Every week we are introducing new speakers which will be on stage at #bbuzz 2015. Thanks to our program committee we can present part of our new eclectic program. Presentations range from beginner friendly introductions on hot data analysis topics to in-depth technical presentations about scalable architectures. The conference presents more than 50 talks by international speakers specific to the three tags "search", "store" and "scale".
You've got questions. We've got answers!
Search – 40min
Grant Ingersoll is the CTO and co-founder of Lucidworks as well as an active member of the Lucene community – a Lucene and Solr committer, co-founder of the Apache Mahout machine learning project, and a long standing member of the Apache Software Foundation.

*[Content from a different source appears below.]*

PR #4169, opened 2025-05-02
Bump version to 2.13

zac-nixon:
Bumps version to 2.13.0. Also fixes some fresh install errors found for the Gateway API.


Makefile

QA and NLP technology have finally hit the mainstream and are making information access easier and more personalized every day. Open source technologies make it easier than ever to build and deploy question answering technology. In this talk, we'll lay the foundation of building a next generation QA system using open source like Apache Solr and various open source NLP libraries as well as demonstrate a working system able to answer real natural language questions.

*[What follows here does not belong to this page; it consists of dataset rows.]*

PR #4174, opened 2025-05-08
[feat gw-api] add hostname handling logic

shuqz:
### Issue

Add hostname handling logic for Route

### Description
This PR added logic to handle hostname and covers 
1. hostname format validation
2. handle scenario when both listener hostname and route hostname are defined -> checks hostname compatibility 
3. added precedence rule, priority oder as follow: exact > wildcard, longer character > shorter character

it does not cover 
- handle of status update for Route

### Checklist
- [x] Manually tested 

### DIFF
--- a/pkg/gateway/model/model_build_listener.go
+++ b/pkg/gateway/model/model_build_listener.go
@@ -165,6 +165,10 @@ func (l listenerBuilderImpl) buildL4ListenerSpec(ctx context.Context, stack core
 }
 
 func (l listenerBuilderImpl) buildListenerRules(stack core.Stack, ls *elbv2model.Listener, lb *elbv2model.LoadBalancer, securityGroups securityGroupOutput, gw *gwv1.Gateway, port int32, lbCfg elbv2gw.LoadBalancerConfiguration, routes map[int32][]routeutils.RouteDescriptor) error {
+
+	// add hostname handling (sort by precedence order)
+	sortRoutesByHostnamePrecedence(routes[port])
+
 	// TODO for L7 Gateway Implementation
 	// This is throw away code
 	// This is temporary implementation for supporting basic multiple HTTPRoute for simple backend refs. We will create default forward action for all the backend refs for all HTTPRoutes for this listener
@@ -185,6 +189,21 @@ func (l listenerBuilderImpl) buildListenerRules(stack core.Stack, ls *elbv2model
 						},
 					},
 					}
+
+					// add host header condition
+					if hostnames := descriptor.GetHostnames(); len(hostnames) > 0 {
+						hostnamesStringList := make([]string, len(descriptor.GetHostnames()))
+						for i, j := range descriptor.GetHostnames() {
+							hostnamesStringList[i] = string(j)
+						}
+						conditions = append(conditions, elbv2model.RuleCondition{
+							Field: elbv2model.RuleConditionFieldHostHeader,
+							HostHeaderConfig: &elbv2model.HostHeaderConditionConfig{
+								Values: hostnamesStringList,
+							},
+						})
+					}
+
 					actions := buildL4ListenerDefaultActions(targetGroup)
 					tags, tagsErr := l.tagHelper.getGatewayTags(lbCfg)
 					if tagsErr != nil {
--- a/pkg/gateway/model/utilities.go
+++ b/pkg/gateway/model/utilities.go
@@ -1,7 +1,9 @@
 package model
 
 import (
+	"sigs.k8s.io/aws-load-balancer-controller/pkg/gateway/routeutils"
 	elbv2model "sigs.k8s.io/aws-load-balancer-controller/pkg/model/elbv2"
+	"sort"
 	"strings"
 )
 
@@ -17,4 +19,26 @@ func isIPv6Supported(ipAddressType elbv2model.IPAddressType) bool {
 // TODO - Refactor?
 func isIPv6CIDR(cidr string) bool {
 	return strings.Contains(cidr, ":")
+}
+
+func sortRoutesByHostnamePrecedence(routes []routeutils.RouteDescriptor) {
+	sort.SliceStable(routes, func(i, j int) bool {
+		hostnameOne := routes[i].GetHostnames()
+		hostnameTwo := routes[j].GetHostnames()
+
+		if len(hostnameOne) == 0 && len(hostnameTwo) == 0 {
+			return false
+		}
+		if len(hostnameOne) == 0 {
+			return false
+		}
+		if len(hostnameTwo) == 0 {
+			return true
+		}
+		precedence := routeutils.GetHostnamePrecedenceOrder(string(hostnameOne[0]), string(hostnameTwo[0]))
+		if precedence != 0 {
+			return precedence < 0 // -1 means higher precedence
+		}
+		return false
+	})
 }
--- a/pkg/gateway/routeutils/listener_attachment_helper.go
+++ b/pkg/gateway/routeutils/listener_attachment_helper.go
@@ -32,6 +32,7 @@ func newListenerAttachmentHelper(k8sClient client.Client, logger logr.Logger) li
 // listenerAllowsAttachment utility method to determine if a listener will allow a route to connect using
 // Gateway API rules to determine compatibility between lister and route.
 func (attachmentHelper *listenerAttachmentHelperImpl) listenerAllowsAttachment(ctx context.Context, gw gwv1.Gateway, listener gwv1.Listener, route preLoadRouteDescriptor) (bool, error) {
+	// check namespace
 	namespaceOK, err := attachmentHelper.namespaceCheck(ctx, gw, listener, route)
 	if err != nil {
 		return false, err
@@ -39,7 +40,25 @@ func (attachmentHelper *listenerAttachmentHelperImpl) listenerAllowsAttachment(c
 	if !namespaceOK {
 		return false, nil
 	}
-	return attachmentHelper.kindCheck(listener, route), nil
+
+	// check kind
+	kindOK := attachmentHelper.kindCheck(listener, route)
+	if !kindOK {
+		return false, nil
+	}
+
+	// check hostname
+	if (route.GetRouteKind() == HTTPRouteKind || route.GetRouteKind() == GRPCRouteKind || route.GetRouteKind() == TLSRouteKind) && route.GetHostnames() != nil {
+		hostnameOK, err := attachmentHelper.hostnameCheck(listener, route)
+		if err != nil {
+			return false, err
+		}
+		if !hostnameOK {
+			return false, nil
+		}
+	}
+
+	return true, nil
 }
 
 // namespaceCheck namespace check implements the Gateway API spec for namespace matching between listener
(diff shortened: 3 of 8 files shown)


pkg/gateway/routeutils/utils.go
```diff
@@ -87,3 +90,83 @@ func isServiceReferredByRoute(route preLoadRouteDescriptor, svcID types.Namespac
...
+// 1. no IP allowed
+// 2. wildcard is only allowed as leftmost character
+// Allowed Characters: Hostname labels must only contain lowercase ASCII letters (a-z), digits (0-9), and hyphens (-).
+// Starting with a Digit: RFC 1123 allows labels to begin with a digit, which is a departure from the previous RFC 952 restriction.
+// Length: Each label in a hostname can be between 1 and 63 characters long.
+// Overall Hostname Length: The entire hostname, including the periods separating labels, cannot exceed 253 characters.
+// Case: Hostnames are case-insensitive.
+// Underscore: Underscores are not permitted in hostnames.
+// Other Symbols: No other symbols, punctuation, or whitespace is allowed in hostnames
+func IsHostNameInValidFormat(hostName string) (bool, error) {
```
shraddhabang, line 104: We dont need this since the gateways and routes CRDS both perform hostname validation. Reference : https://gateway-api.sigs.k8s.io/reference/spec/#hostname

pkg/gateway/model/model_build_listener.go
```diff
@@ -185,6 +189,30 @@ func (l listenerBuilderImpl) buildListenerRules(stack core.Stack, ls *elbv2model
 						},
 					},
 					}
+
+					// get valid hostnames
+					var validHostnames []string
+					if hostnames := descriptor.GetHostnames(); len(hostnames) > 0 {
+						for _, hostname := range hostnames {
+							isListenerHostnameValid, err := routeutils.IsHostNameInValidFormat(string(hostname))
```
shraddhabang, line 197: We have already performed validation for this while checking the compatibility with listeners. We can assume these are valid.

pkg/gateway/routeutils/listener_attachment_helper.go
```diff
@@ -32,14 +32,33 @@ func newListenerAttachmentHelper(k8sClient client.Client, logger logr.Logger) li
...
-	return attachmentHelper.kindCheck(listener, route), nil
+
+	// check kind
+	kindOK := attachmentHelper.kindCheck(listener, route)
+	if !kindOK {
+		return false, nil
+	}
+
+	// check hostname
+	if (route.GetRouteKind() == HTTPRouteKind || route.GetRouteKind() == GRPCRouteKind) && route.GetHostnames() != nil {
```
zac-nixon, line 51: TLS route too?

pkg/gateway/routeutils/utils.go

Detecting Events on the Web with Java, Kafka and ZooKeeper
Scale – 40min
James is the VP Engineering, Product (Backend) at Brandwatch. He works on projects that try to analyse and make sense of large amounts of social media data.

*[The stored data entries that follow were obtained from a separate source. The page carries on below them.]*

PR #4190, opened 2025-05-20
[feat gw-api] add route status update

shuqz:
### Description
- add a route reconciler that handles route status update
- route will be enqueued within gateway_controller.go when 1. route is accepted 2. route is not accepted due to hostname not compatible or route does not allow attachment to listener etc during mapping 

### Checklist
- [x] Manually tested - see output in task

- [x] Refactored something and made the world a better place :star2: - typo in gateway_class_controller.go file, it was gatway_class_controller.go, so renamed this file


pkg/gateway/routeutils/route_reconciler.go
```diff
@@ -0,0 +1,420 @@
...
+	}
+}
+
+func (d *routeReconcilerImpl) Enqueue(routeStatusInfo RouteStatusInfo, routeMetadataDescriptor preLoadRouteDescriptor) {
+	routeData := RouteData{
+		routeStatusInfo:         routeStatusInfo,
+		routeMetadataDescriptor: routeMetadataDescriptor,
+	}
+	d.enqueue(routeData)
+	d.logger.Info("enqueued new Route for status update: ", "route", routeMetadataDescriptor.GetRouteNamespacedName().Name)
```
shraddhabang, line 63: NIT: Can you use verbose logger here instead of standard? We may not want to flood the prod logs for each status event for routes?

controllers/gateway/gateway_controller.go
```diff
@@ -60,6 +68,12 @@ func newGatewayReconciler(controllerName string, lbType elbv2model.LoadBalancerT
 
 	cfgResolver := newGatewayConfigResolver()
 
+	// create deferred route reconciler
+	delayingQueue := workqueue.NewDelayingQueueWithConfig(workqueue.DelayingQueueConfig{
```
zac-nixon, line 72: This will create one reconciler per LB type. I think it would be better to create one reconciler in main.go and use it for both ALB and NLB.

pkg/gateway/routeutils/route_listener_mapper.go
```diff
@@ -40,6 +40,17 @@ func (ltr *listenerToRouteMapperImpl) mapGatewayAndRoutes(ctx context.Context, g
 		ltr.logger.V(1).Info("Route is eligible for attachment", "route", route.GetRouteNamespacedName(), "allowed attachment", allowsAttachment)
 		if allowsAttachment {
 			routesForGateway = append(routesForGateway, route)
+		} else {
+			// for route not allowed to attach by gateway, need to update route status
+			deferredRouteReconciler.Enqueue(
```
zac-nixon, line 45: Is there a part of the Gateway API that mandates this? I think it might be noisy to have this status update.

pkg/gateway/routeutils/loader.go
```diff
@@ -87,11 +87,26 @@ func (l *loaderImpl) LoadRoutesForGateway(ctx context.Context, gw gwv1.Gateway,
...
 	if err != nil {
 		return nil, err
 	}
 
+	// update status for accepted routes
+	for _, routeList := range mappedRoutes {
+		for _, route := range routeList {
+			deferredRouteReconciler.Enqueue(
+				RouteStatusInfo{
+					Accepted:     true,
```
zac-nixon, line 100: It would be good to mention what Gateway is accepting the route.

pkg/gateway/routeutils/route_reconciler.go
```diff
@@ -0,0 +1,420 @@
...
+
+func (d *routeReconcilerImpl) handleRouteStatusUpdate(routeData RouteData) error {
+	d.logger.Info("Handling route status update", "route", routeData.routeMetadataDescriptor.GetRouteNamespacedName().Name)
+	routeName := routeData.routeMetadataDescriptor.GetRouteNamespacedName().Name
+	routeNamespace := routeData.routeMetadataDescriptor.GetRouteNamespacedName().Namespace
+	routeKind := routeData.routeMetadataDescriptor.GetRouteKind()
+	// double check if route exist and get route
+	var route client.Object
+	switch routeKind {
+	case "HTTPRoute":
```
shraddhabang, line 111: Need to include L4 routes.

pkg/gateway/routeutils/route_reconciler.go
```diff
@@ -0,0 +1,420 @@
...
+func (d *routeReconcilerImpl) updateRouteStatus(route client.Object, routeStatusInfo RouteStatusInfo) error {
+	// initial route status if not exist already
+	var ParentRefs []gwv1.ParentReference
+	switch r := route.(type) {
+	case *gwv1.HTTPRoute:
+		if r.Status.Parents == nil {
+			r.Status.Parents = []gwv1.RouteParentStatus{}
+		}
+		ParentRefs = r.Spec.ParentRefs
+	case *gwv1.GRPCRoute:
```
shraddhabang, line 147: Same L4 routes

pkg/gateway/routeutils/route_reconciler.go
```diff
@@ -0,0 +1,420 @@
...
+	default:
+		return fmt.Errorf("%s: %s", unKnownRouteKind, r)
+	}
+
+	// set conditions
+	var newRouteStatus []gwv1.RouteParentStatus
+	for _, parentRef := range ParentRefs {
+		newRouteParentStatus := gwv1.RouteParentStatus{
+			ParentRef: parentRef,
+			// TODO: add support for NLB
```
shraddhabang, line 161: NVM I see this is TODO.

pkg/gateway/routeutils/route_listener_mapper.go
zac-nixon: Checking this:
```
	// Note that parent references that cannot be resolved by an implementation
	// of this API will not be added to this list. Implementations of this API
	// can only populate Route status for the Gateways/parent resources they are
	// responsible for.
```

This status update should not be here.

pkg/gateway/routeutils/route_listener_mapper.go
```diff
@@ -51,10 +62,20 @@ func (ltr *listenerToRouteMapperImpl) mapGatewayAndRoutes(ctx context.Context, g
 			// for connection viability.
 			if !ltr.routeAttachmentHelper.routeAllowsAttachmentToListener(listener, route) {
 				ltr.logger.V(1).Info("Route doesnt allow attachment")
+				// for route not allowed to attach, need to update route status
+				deferredRouteReconciler.Enqueue(
```
zac-nixon, line 66: same comment as above, we should not update status here.

pkg/gateway/routeutils/route_reconciler.go
```diff
@@ -0,0 +1,420 @@
+package routeutils
```
zac-nixon, line 1: This doesn't "feel" like a good place for this reconciler. I would prefer to put it in `controllers/gateway`.

pkg/gateway/routeutils/route_reconciler.go
shuqz: yea, i can update it

pkg/gateway/routeutils/route_reconciler.go
```diff
@@ -0,0 +1,420 @@
...
+	switch routeKind {
+	case "HTTPRoute":
+		route = &gwv1.HTTPRoute{}
+	case "GRPCRoute":
+		route = &gwv1.GRPCRoute{}
+	default:
+		return fmt.Errorf("%s: %s", unKnownRouteKind, routeKind)
+	}
+
+	if err := d.k8sClient.Get(context.Background(), types.NamespacedName{Namespace: routeNamespace, Name: routeName}, route); err != nil {
```
zac-nixon, line 119: IMO, we should skip this GET, and instead include the route in the queued item.

controllers/gateway/gateway_controller.go
```diff
@@ -326,6 +342,7 @@ func (r *gatewayReconciler) SetupWithManager(ctx context.Context, mgr ctrl.Manag
 	if err != nil {
 		return nil, err
 	}
+	go r.routeReconciler.Run()
```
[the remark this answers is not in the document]
shuqz: i will move it and the reconciler to main.go

pkg/gateway/routeutils/route_reconciler.go
```diff
@@ -0,0 +1,420 @@
...
+		r.Status.Parents = newRouteStatus
+	case *gwv1.GRPCRoute:
+		r.Status.Parents = newRouteStatus
+	default:
+		return fmt.Errorf("%s: %s", unKnownRouteKind, r)
+	}
+	return nil
+}
+
+func (d *routeReconcilerImpl) resolveRefGateway(parentRef gwv1.ParentReference, namespace string) (*gwv1.Gateway, error) {
```
zac-nixon, line 188: We already know this at enqueue time, can you please add it to the queue item to prevent re-querying.

pkg/gateway/routeutils/route_reconciler.go
```diff
@@ -0,0 +1,420 @@
...
+	}
+}
+
+func (d *routeReconcilerImpl) setConditionsBasedOnResolveRefGateway(route client.Object, parentStatus *gwv1.RouteParentStatus, resolveErr error) {
+	timeNow := metav1.NewTime(time.Now())
+	parentStatus.Conditions = []metav1.Condition{
+		{
+			Type:               string(gwv1.RouteConditionAccepted),
+			Status:             metav1.ConditionFalse,
+			Reason:             "ParentRefDoesNotExist",
```
zac-nixon, line 276: nit: please use a const

pkg/gateway/routeutils/route_listener_mapper.go
shuqz: ah, that's what it means. yea i can move this status update.

pkg/gateway/routeutils/loader.go
shuqz: i put it under message, so customer will see it , do you want to add it any where else? 
`Message:      "Route is accepted by Gateway",`

pkg/gateway/routeutils/route_reconciler.go
shuqz: yap it is under TODO, currently we only have HTTPRoute and GPRCRoute under "sigs.k8s.io/gateway-api/apis/v1"

pkg/gateway/routeutils/route_listener_mapper.go
shuqz: will remove it

pkg/gateway/routeutils/route_reconciler.go
shuqz: yea i originally put it under controllers/gateway, but then saw a lot issues with cyclic importing because of the cross directory refer, i will see if i can move it once i put reconciler to main.go

zac-nixon: Some more comments:
I wonder if this can be implemented in such a way where we can de-dupe items. Right now, a route might have multiple statuses to process. E.g

t0 - publish route failure
t1 - publish route failure
t2 - publish route failure
t3 - the reconciler publishes t0 event
t4 - the reconciler publishes t1 event
t5 - the reconciler publishes t2 event

It would be better if we could just skip to the publishing the t2 event.

pkg/gateway/routeutils/route_reconciler.go
shuqz: i think the main goal for this get is more about re-checking if the route still exists after enqueue and before processing, let me know what you think

pkg/gateway/routeutils/route_reconciler.go
```diff
@@ -0,0 +1,420 @@
+package routeutils
+
```
zac-nixon, line 2: Sorry.. even more comments. I don't see where we handle this:

route has 2 parent refs - gw1 and gw2.

t0 - reconcile gw1 and route
t1 - reconcile gw2 and route
t2 - update route status w/ gw1
t3 - update route status w/ gw2


Now, I remove one of those parent refs, for gw1.
t4 - remove gw1 from route parent refs

The problem is that we don't have any workflow that will clean up the route status for gw1. This might be a bigger change, so let's chat and figure out if we want to tackle the problem at a different time.

pkg/gateway/routeutils/route_reconciler.go
```diff
@@ -0,0 +1,420 @@
...
+		d.handleItemError(routeData, err, "Failed to update route status")
+		return
+	}
+}
+
+func (d *routeReconcilerImpl) handleItemError(routeData RouteData, err error, msg string) {
+	err = client.IgnoreNotFound(err)
+	if err != nil {
+		d.logger.Error(err, msg)
+		if !strings.Contains(err.Error(), unKnownRouteKind) {
```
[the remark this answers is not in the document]
shuqz: we do not want to re-queue it back if this is a route kind that's not supported

pkg/gateway/routeutils/route_reconciler.go
shuqz: sure

pkg/gateway/routeutils/route_reconciler.go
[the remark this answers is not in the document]
zac-nixon: How would that happen? Programmer error?

pkg/gateway/routeutils/loader.go
zac-nixon: This should go under the parent status that has the gateway name/ns.

zac-nixon: We talked about this. We can just use the parent ref field in the status.

pkg/gateway/routeutils/route_reconciler.go
zac-nixon: We chatted about this, we think the queue item is stable enough to actually de-dupe correctly.

zac-nixon: AI: Come back and validate later.

pkg/gateway/routeutils/route_reconciler.go
shraddhabang: This is currently blocking all the L4 route testing though.

shuqz: going to added in new revision

pkg/gateway/routeutils/route_reconciler.go
shuqz: i updated routeData, with the current info passed in, the dedup feature should work

pkg/gateway/routeutils/loader.go
```diff
@@ -87,11 +87,20 @@ func (l *loaderImpl) LoadRoutesForGateway(ctx context.Context, gw gwv1.Gateway,
...
+	for _, routeList := range mappedRoutes {
+		for _, route := range routeList {
+			deferredRouteReconciler.Enqueue(
+				GenerateRouteData(true, true, string(gwv1.RouteConditionAccepted), RouteStatusInfoAcceptedMessage, route, gw),
+			)
+		}
+	}
+
 	// 3. Load the underlying resource(s) for each route that is configured.
 	return l.loadChildResources(ctx, mappedRoutes)
```
zac-nixon, line 105: Talked with Shelley that by doing the route before this load call, we are missing out on implementing a bunch of `RouteConditionResolvedRefs` statuses. We'll tackle that in a different commit.

zac-nixon (approved):

zac-nixon (approved):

Over the last year at Brandwatch, we have been building, experimenting and scaling a distributed cluster of JVMs that process the data from our client’s queries and detect influential mentions of their brands online and alert on unusual and important trends. We used Apache Kafka, ZooKeeper, and Spring to achieve this. This talk explains the architecture that we built, how it performs, scales and some of the difficulties we’ve faced along the way.
Real Time Big Data Analytics with Kafka, Storm & HBase
Scale – 40min
Ameya Kanitkar is the lead architect building real time analytics infrastructure that powers Groupon’s real time relevance and personalization systems.Before personalization infrastructure, he also lead the design and development of global message bus infrastructure at Groupon.
This talk covers the use case and use of our Kafka-Storm-HBase-Redis pipeline to ingest over 3 million data points per second in real time which in turn brings in millions of dollars in additional revenue. Specially we will discuss how we scaled this system for hundreds of millions of users including solution choices, different techniques and strategies, traditional and innovative approaches. Solution includes some interesting algorithmic choices to reduce data size such as bloom filters and HyperLogLog, as well as use of big data technologies such as HBase, Kafka & Storm.